### Problem description
Exact reproduction of every entry is required.

Provided entries Start Marker

PR #5556, opened 2023-01-26
clean up code page.php

Zen4All:
- Removed unused code for horizontal page links. This solves the unused and undefined variables
- Removed brckets around `require` statement
- shorthand array notation

resolves zencart/zencart/#5552

### DIFF
--- a/includes/modules/pages/page/header_php.php
+++ b/includes/modules/pages/page/header_php.php
@@ -1,4 +1,5 @@
 <?php
+
 /**
  * ez_pages ("page") header_php.php
  *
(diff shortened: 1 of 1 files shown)


lat9 (changes requested):
Welcome back!  While you're in here anyway, how about also adhering to the 4-space indent?

Zen4All:
Is that the new standard on all files that are getting changed?

lat9:
We're trying to adhere with PSR-12 for refactored and new files.

lat9 (approved):

includes/modules/pages/page/header_php.php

Provided entries End Marker

### Reply
PR #5556, opened 2023-01-26
clean up code page.php

Zen4All:
- Removed unused code for horizontal page links. This solves the unused and undefined variables
- Removed brckets around `require` statement
- shorthand array notation

resolves zencart/zencart/#5552

### DIFF
--- a/includes/modules/pages/page/header_php.php
+++ b/includes/modules/pages/page/header_php.php
@@ -1,4 +1,5 @@
 <?php
+
 /**
  * ez_pages ("page") header_php.php
  *
(diff shortened: 1 of 1 files shown)


lat9 (changes requested):
Welcome back!  While you're in here anyway, how about also adhering to the 4-space indent?

Zen4All:
Is that the new standard on all files that are getting changed?

lat9:
We're trying to adhere with PSR-12 for refactored and new files.

lat9 (approved):

includes/modules/pages/page/header_php.php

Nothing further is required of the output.